I open the curtains. My room is darker than outside. Cars go by, lights shine in other houses. Are Ruth and Vi together? Are they in a car that might crash? Or walking along a street where a man
is waiting, lurking in the shadows between two houses? Where are they? And if they don’t go home, will he tell me? When? Will he wait till morning? Or might he ring me to see if they’ve
come here?
They won’t come here. They’ve taken their duvets to Gareth’s. They are at Gareth and Linda’s, talking, drinking cocoa, laughing, watching a late-night film, finishing
painting their new bedroom door. They are in a different life.
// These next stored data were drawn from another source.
PR #13, opened 2026-06-07
feat(auth): Azure credential chain with persistent token cache

sdebruyn:
Closes #6

Implements the shared auth primitive: `DefaultAzureCredential` with persistent MSAL cache, service-principal and interactive variants, async `get_token` wrapper.

Foundation slice. No HTTP/SQL wiring yet (those land in #8 and #9).

## Test plan
- [x] tests/unit/test_auth.py covers credential-mode selection, ConfigError on missing env, async to_thread isolation
- [x] ruff / mypy / pytest all green locally
- [x] uv.lock updated for azure-identity

🤖 Generated with [Claude Code](https://claude.com/claude-code)

Issue #2, opened 2026-06-07
chore: bootstrap Python project (uv, ruff, mypy, pytest)


sdebruyn:
Scaffold the empty Python project so subsequent feature PRs have a stable baseline. **No functionality yet.**

## Scope

Create / modify exactly these files in the repo root and `src/fabric_dw/`:

- `pyproject.toml`
  - Build system: `hatchling`.
  - `[project]`: name `fabric-dw-mcp-cli`, dynamic version, Python `>=3.11`, basic metadata, MIT license classifier.
  - `[project.scripts]`: `fabric-dw = "fabric_dw.cli:main"` and `fabric-dw-mcp = "fabric_dw.mcp.server:run"` (the entry-point targets can be stubs that just raise `NotImplementedError`).
  - `[project.optional-dependencies]` (`dev`): `pytest`, `pytest-asyncio`, `pytest-anyio`, `respx`, `pytest-randomly`, `pytest-cov`, `mypy`, `ruff`, `pre-commit`.
  - `[tool.ruff]`: `target-version = "py311"`, `line-length = 100`.
  - `[tool.ruff.lint]`: `select = ["E","W","F","I","N","UP","B","SIM","ANN","RUF","PL","C4","DTZ","ARG","PT","TRY","LOG","S","FBT","RET","PIE","TID","ICN","T20","ERA","PERF","FURB"]`. Per-file ignores for `tests/**`: `["ANN","S101","PLR2004"]`.
  - `[tool.ruff.format]`: default.
  - `[tool.mypy]`: `strict = true`, `python_version = "3.11"`, `mypy_path = "src"`, `packages = ["fabric_dw"]`.
  - `[tool.pytest.ini_options]`: `markers = ["integration: hits real Fabric APIs"]`, `addopts = "-ra --strict-markers"`, `asyncio_mode = "auto"`.
- `.pre-commit-config.yaml` — hooks: ruff (`check` + `format`), mypy, end-of-file-fixer, trailing-whitespace, check-toml, check-yaml.
- `.env.example` with placeholders:
  ```
  FABRIC_TEST_WORKSPACE_ID=
  FABRIC_AUTH=default
  # AZURE_TENANT_ID=
  # AZURE_CLIENT_ID=
  # AZURE_CLIENT_SECRET=
  ```
- `src/fabric_dw/__init__.py` with `__version__ = "2026.6.0"` (placeholder; release workflow will replace later).
[...]

Issue #1, opened 2026-06-07
chore(infra): configure GitHub federated identity for CI integration tests


sdebruyn:
**This issue is for Sam (human) — not an implementation agent.**

The integration-test CI workflow (issue to come later) will authenticate to Microsoft Fabric using a federated service principal so we never need to store a client secret in GitHub. Set this up before the integration workflow can be enabled.

## Checklist

- [x] **Create dedicated Fabric workspace** for CI integration tests (separate from any prod / personal workspace). Name suggestion: `fabric-dw-mcp-cli-ci`.
- [x] **Register Entra ID app** named `fabric-dw-mcp-cli-ci`.
- [x] **Add federated credential** on that app for GitHub Actions:
  - Subject: `repo:sdebruyn/fabric-dw-mcp-cli:ref:refs/heads/main`
  - Subject: `repo:sdebruyn/fabric-dw-mcp-cli:environment:integration`
  - Issuer: `https://token.actions.githubusercontent.com`
  - Audience: `api://AzureADTokenExchange`
- [x] **Grant the SP the workspace role Contributor** on the CI workspace (Fabric → Workspace settings → Manage access).
- [x] **Allow service principals to use Fabric APIs** in the tenant admin portal if not already enabled.
- [x] **Add GitHub repo secrets / variables**:
  - Variable `AZURE_TENANT_ID`
  - Variable `AZURE_CLIENT_ID`
  - Variable `FABRIC_TEST_WORKSPACE_ID`
- [x] **Add a GitHub Environment** named `integration` that gates the integration workflow, requiring the secrets above.

## Definition of done

Close this issue once all checkboxes are ticked. The `ci(integration)` issue (the workflow that uses these secrets) is blocked on this one.

## References

- https://learn.microsoft.com/azure/developer/github/connect-from-azure?tabs=azure-portal%2Clinux
- https://learn.microsoft.com/fabric/data-warehouse/service-principals

PR #14, opened 2026-06-07
feat(models): pydantic v2 models for Fabric entities

### LINKED ISSUE #10: feat(models): pydantic v2 models for Fabric domain objects
Foundation slice. Strict Pydantic v2 models for every entity returned by the Fabric/Power BI APIs.

## Scope

Create exactly:

- `src/fabric_dw/models.py`
- `tests/unit/test_models.py`
- `tests/fixtures/__init__.py`
- `tests/fixtures/api_payloads.py`  (JSON-string constants captured from Microsoft Learn examples — see below)

### `models.py`

Use `pydantic.BaseModel` with `model_config = ConfigDict(extra="ignore", frozen=True, populate_by_name=True)`. All fields explicitly typed.

Models (minimum field set; add more only if directly required for the surface in scope):

- `Workspace`: `id: UUID`, `name: str = Field(alias="displayName")`, `description: str | None = None`, `capacity_id: UUID | None = Field(default=None, alias="capacityId")`, `default_dataset_storage_format: str | None = None`.

- `WarehouseKind(StrEnum)`: `WAREHOUSE = "Warehouse"`, `SQL_ENDPOINT = "SQLEndpoint"`, `SNAPSHOT = "WarehouseSnapshot"`.

- `Warehouse`: `id: UUID`, `name: str = Field(alias="displayName")`, `description: str | None = None`, `workspace_id: UUID = Field(alias="workspaceId")`, `kind: WarehouseKind`, `connection_string: str | None = Field(default=None, alias="connectionString")`, `collation: str | None = Field(default=None, alias="defaultCollation")`, `created_date: datetime | None = Field(default=None, alias="createdDate")`. The connection-string lives at `properties.connectionString` for warehouses and `properties.sqlEndpointProperties.connectionString` for SQL endpoints — provide a classmethod `from_api(payload: dict, kind: WarehouseKind) -> "Warehouse"` that picks the right path.

- `WarehouseSnapshot`: `id: UUID`, `name: str`, `parent_warehouse_id: UUID`, `snapshot_dt: datetime | None`.

- `RestorePoint`: `id: UUID`, `name: str`, `description: str | None`, `created_at: datetime`, `is_system_created: bool`.

- `AuditSettings`: `state: Literal["Enabled", "Disabled"]`, `retention_days: int = Field(alias="retentionDays")`, `action_groups: list[str] = Field(default_factory=list, alias="auditActionsAndGroups")`.

- `RunningQuery`: `session_id: int`, `request_id: str`, `status: str`, `start_time: datetime`, `total_elapsed_time_ms: int`, `login_name: str | None`, `command: str | None`, `query_text: str | None`.

### `tests/fixtures/api_payloads.py`

Hand-written Python string constants holding realistic JSON payloads taken/adapted from Microsoft Learn examples (the same payload shapes the services will see). Examples to include:

- `WORKSPACE_LIST_PAYLOAD` (with `value` + `continuationUri`).
- `WAREHOUSE_GET_PAYLOAD` (with `properties.connectionString`).
- `LAKEHOUSE_GET_PAYLOAD` (with `properties.sqlEndpointProperties.connectionString`).
- `AUDIT_SETTINGS_PAYLOAD` (with the snake-case alias).
- `WAREHOUSE_SNAPSHOT_PAYLOAD`.
- `RESTORE_POINT_PAYLOAD`.

### `tests/unit/test_models.py` (TDD)

- Round-trip: `Model.model_validate(json.loads(PAYLOAD)) → .model_dump(by_alias=True)` matches the original (modulo None/default).
- `Warehouse.from_api(WAREHOUSE_GET_PAYLOAD, kind=Warehouse)` extracts the connection string from `properties.connectionString`.
- `Warehouse.from_api(LAKEHOUSE_GET_PAYLOAD, kind=SQL_ENDPOINT)` extracts it from `properties.sqlEndpointProperties.connectionString`.
- Extra fields in the payload are ignored without errors (verifies `extra="ignore"`).
- Frozen: assigning to a model field raises.

## Dependencies to add

Add to `[project] dependencies`: `pydantic>=2.9`.

## Acceptance criteria

- [ ] TDD: fixtures + tests first; then models. Two-step commits.
- [ ] All five baseline checks green.
- [ ] Branch: `feat/models`. PR title: `feat(models): pydantic v2 models for Fabric entities`.

## Dependencies

None; can be developed in parallel with #6, #7, #8.

sdebruyn:
Closes #10

Adds strict Pydantic v2 models for Workspace, Warehouse, WarehouseSnapshot, RestorePoint, AuditSettings, RunningQuery, plus the API-payload fixtures used by every later test file.

Foundation slice. No service-layer wiring yet.

## Test plan
- [x] tests/unit/test_models.py covers round-trip serialization, alias handling, Warehouse.from_api dispatch on kind, extra-field tolerance, frozen behavior
- [x] ruff / mypy / pytest all green
- [x] uv.lock updated for pydantic

### DIFF
--- a/.pre-commit-config.yaml
+++ b/.pre-commit-config.yaml
@@ -20,5 +20,6 @@ repos:
         additional_dependencies:
           - "azure-identity>=1.19"
           - "azure-core>=1.30"
+          - "pydantic>=2.9"
           - "pytest"
         args: ["--config-file", "pyproject.toml"]
--- a/pyproject.toml
+++ b/pyproject.toml
@@ -13,7 +13,7 @@ classifiers = [
     "Programming Language :: Python :: 3",
     "Programming Language :: Python :: 3.11",
 ]
-dependencies = ["azure-identity>=1.19"]
+dependencies = ["azure-identity>=1.19", "pydantic>=2.9"]
 
 [project.scripts]
 fabric-dw = "fabric_dw.cli:main"
--- a/src/fabric_dw/models.py
+++ b/src/fabric_dw/models.py
@@ -1,0 +1,116 @@
+"""Pydantic v2 models for Microsoft Fabric Data Warehouse domain objects."""
+
+from __future__ import annotations
+
+from datetime import datetime
+from enum import StrEnum
+from typing import Literal
+from uuid import UUID
+
+from pydantic import BaseModel, ConfigDict, Field
+
+
+class _FabricBase(BaseModel):
+    """Shared config for all Fabric domain models."""
+
+    model_config = ConfigDict(extra="ignore", frozen=True, populate_by_name=True)
+
+
+class Workspace(_FabricBase):
+    """A Microsoft Fabric workspace."""
+
+    id: UUID
+    name: str = Field(alias="displayName")
+    description: str | None = None
+    capacity_id: UUID | None = Field(default=None, alias="capacityId")
+    default_dataset_storage_format: str | None = None
+
+
+class WarehouseKind(StrEnum):
+    """Discriminates between a full warehouse, a SQL analytics endpoint, and a snapshot."""
+
+    WAREHOUSE = "Warehouse"
+    SQL_ENDPOINT = "SQLEndpoint"
+    SNAPSHOT = "WarehouseSnapshot"
+
+
+class Warehouse(_FabricBase):
+    """A Microsoft Fabric Data Warehouse or SQL analytics endpoint."""
+
+    id: UUID
+    name: str = Field(alias="displayName")
+    description: str | None = None
+    workspace_id: UUID = Field(alias="workspaceId")
+    kind: WarehouseKind
+    connection_string: str | None = Field(default=None, alias="connectionString")
+    collation: str | None = Field(default=None, alias="defaultCollation")
+    created_date: datetime | None = Field(default=None, alias="createdDate")
+
+    @classmethod
+    def from_api(cls, payload: dict[str, object], kind: WarehouseKind) -> Warehouse:
+        """Build a Warehouse from a raw API response dict.
+
+        Picks up the connection string from the correct nested properties path
+        depending on whether the item is a WAREHOUSE or SQL_ENDPOINT.
+        """
+        props: dict[str, object] = payload.get("properties") or {}  # type: ignore[assignment]
+
+        if kind == WarehouseKind.WAREHOUSE:
+            conn_string = props.get("connectionString")
+        elif kind == WarehouseKind.SQL_ENDPOINT:
+            sql_ep: dict[str, object] = props.get("sqlEndpointProperties") or {}  # type: ignore[assignment]
+            conn_string = sql_ep.get("connectionString")
+        else:
+            conn_string = None
+
+        flat: dict[str, object] = {
+            "id": payload.get("id"),
+            "displayName": payload.get("displayName"),
+            "description": payload.get("description"),
+            "workspaceId": payload.get("workspaceId"),
+            "kind": kind,
+            "connectionString": conn_string,
+            "defaultCollation": props.get("defaultCollation"),
+            "createdDate": props.get("createdDate"),
+        }
+        return cls.model_validate(flat)
+
+
+class WarehouseSnapshot(_FabricBase):
+    """A point-in-time snapshot of a Warehouse."""
+
+    id: UUID
+    name: str
+    parent_warehouse_id: UUID = Field(alias="parentWarehouseId")
+    snapshot_dt: datetime | None = Field(default=None, alias="snapshotDateTime")
+
+
+class RestorePoint(_FabricBase):
+    """A restore point for a Warehouse."""
+
+    id: UUID
+    name: str
+    description: str | None = None
+    created_at: datetime = Field(alias="createdAt")
+    is_system_created: bool = Field(alias="isSystemCreated")
+
+
+class AuditSettings(_FabricBase):
+    """Auditing configuration for a Warehouse."""
+
+    state: Literal["Enabled", "Disabled"]
+    retention_days: int = Field(alias="retentionDays")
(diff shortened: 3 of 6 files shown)


sdebruyn (commented):
## Code Review — feat(models): pydantic v2 models for Fabric domain entities

All five baseline checks pass (ruff check, ruff format, mypy strict, pytest 28/28, pre-commit). TDD structure is correct: the test commit (`6cb3f1f`) is 27 failing / 1 passing on its own; the impl commit (`d6390aa`) makes all 28 green.

### Blocking

**1. `Workspace.default_dataset_storage_format` is missing its alias.**

The field has no `Field(alias=...)`, so Pydantic only accepts the Python name `"default_dataset_storage_format"`. Real Fabric API responses use `"defaultDatasetStorageFormat"` (camelCase). The field will silently stay `None` for every real API response and no test covers this because none of the fixtures include it.

Fix:
```python
default_dataset_storage_format: str | None = Field(default=None, alias="defaultDatasetStorageFormat")
```

**2. `RunningQuery.total_elapsed_time_ms` does not match the DMV column name.**

The actual `sys.dm_exec_requests` column is `total_elapsed_time` (already in milliseconds). There is no alias set, so binding will fail silently. Either rename the field to `total_elapsed_time` and keep the Python name as the alias, or add `Field(alias="total_elapsed_time")`.

---

### Non-blocking (should fix before merging)

**3. `Warehouse.from_api` silently accepts `WarehouseKind.SNAPSHOT`.**

The `else` branch sets `conn_string = None` without raising. Since `WarehouseSnapshot` is a separate model, calling `Warehouse.from_api(..., kind=WarehouseKind.SNAPSHOT)` succeeds and returns a half-baked `Warehouse`. A `ValueError` guard is safer:
```python
else:
    raise ValueError(f"Unexpected kind for Warehouse.from_api: {kind!r}")
```

**4. Frozen tests catch `(TypeError, Exception)` — too broad.**

`Exception` will catch literally anything (including a `KeyError` in test setup). The correct type is `pydantic.ValidationError`:
```python
with pytest.raises(pydantic.ValidationError):
    obj.name = "changed"
```
This is especially important because `ValidationError` is *not* a `TypeError`, so the existing tuple is masking that the second branch (`TypeError`) is never exercised.

**5. Round-trip tests assert only 3 spot-check fields rather than a full equality check.**

The issue spec says "matches the original (modulo None/default)". The current tests check e.g. `id`, `displayName`, `capacityId` but not `description`. A dict-equality assertion is more robust:
```python
expected = {k: v for k, v in workspace_data.items() if v is not None and k in dumped}
assert dumped == {**expected, "id": UUID(expected["id"]), "capacityId": UUID(expected["capacityId"])}
```

**6. `WarehouseSnapshot.name` uses no alias but Fabric items conventionally use `displayName`.**

`Warehouse` and `Workspace` both alias `name → displayName`. If the Warehouse Snapshot endpoint follows the same shape (it is a Fabric item), `name: str` without an alias will miss the real field. If the snapshot endpoint genuinely returns `"name"`, a brief comment explaining the difference would help future maintainers.

---

### Observations (no action required)

- `_FabricBase` private base class is a clean DRY pattern — no duplication of `ConfigDict`.
- `from __future__ import annotations` is correct given `3.11` target (avoids forward-ref issues in `from_api` return type).
- `StrEnum` (Python 3.11+) is the right choice; no need for the `values()` workaround.
- Datetime fields are timezone-aware: Pydantic parses `"2024-03-15T10:30:00Z"` to a `UTC`-offset `datetime`, satisfying the DTZ ruleset.
- `uv.lock` is checked in and `annotated-types`, `pydantic-core`, `pydantic` are all present.
- `additional_dependencies: ["pydantic>=2.9", "pytest"]` in `.pre-commit-config.yaml` is correct — mypy needs both to type-check the test files.

---

**Verdict: Request Changes** on items 1 & 2 (functional correctness); items 3–6 are strongly recommended fixes before merge.

sdebruyn (commented):
**Formal verdict:** Two blocking correctness issues found (see detailed review above):

1.  is missing  — field will always be  from real API payloads.
2.  does not match the actual DMV column name  and has no alias — binding silently fails.

Four additional non-blocking findings: frozen tests catch  instead of ;  silently accepts ; round-trip tests only spot-check 3 fields instead of full equality;  has no alias while every other Fabric item uses .

All tooling checks (ruff check, ruff format, mypy strict, pytest 28/28, pre-commit) pass cleanly. TDD commit structure is correct.

sdebruyn (commented):
**Formal verdict:** Two blocking correctness issues found (see detailed review above):

1. Workspace.default_dataset_storage_format is missing the camelCase alias - this field will always be None when parsing real API payloads.
2. RunningQuery.total_elapsed_time_ms does not match the actual DMV column name total_elapsed_time and has no alias set - binding silently fails.

Four additional non-blocking findings: frozen tests catch (TypeError, Exception) instead of pydantic.ValidationError; Warehouse.from_api silently accepts WarehouseKind.SNAPSHOT; round-trip tests only spot-check 3 fields instead of full equality; WarehouseSnapshot.name has no alias while every other Fabric item uses displayName.

All tooling checks (ruff check, ruff format, mypy strict, pytest 28/28, pre-commit) pass cleanly. TDD commit structure is correct - test commit has 27 failures, impl commit makes all 28 green.

sdebruyn:
Addressed all six findings:
- Workspace.default_dataset_storage_format now has alias defaultDatasetStorageFormat (blocking #1)
- RunningQuery field aliased to the actual DMV column total_elapsed_time (blocking #2)
- Frozen tests now catch pydantic.ValidationError specifically
- Warehouse.from_api raises ValueError for SNAPSHOT kind
- Round-trip tests now assert full dict equality
- WarehouseSnapshot.name aliased to displayName
Also rebased on main (PR #13 landed) — kept both azure-identity and pydantic dependencies.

When I go back to bed I can’t sleep because my feet are freezing. The twins should wake soon. They are both snuffling, their noses blocked. I get up and put on my socks.
* * *
Vi was wrong about me and Gareth. We didn’t pretend to be a devoted couple. It was her imagination that demanded that.
Like mine.
If a child can’t have what it wants it has a screaming tantrum. It doesn’t want something else, an alternative. It throws it on the floor, and screams. It would rather smash
everything.
We did live together; you can’t pretend to live in the same house. We did. He was always there at night, his possessions were there, his clothes were there. We were both parents to Ruth
and Vi. We talked about them, worried about them, made plans concerning them. We both took them into account. We both paid for them.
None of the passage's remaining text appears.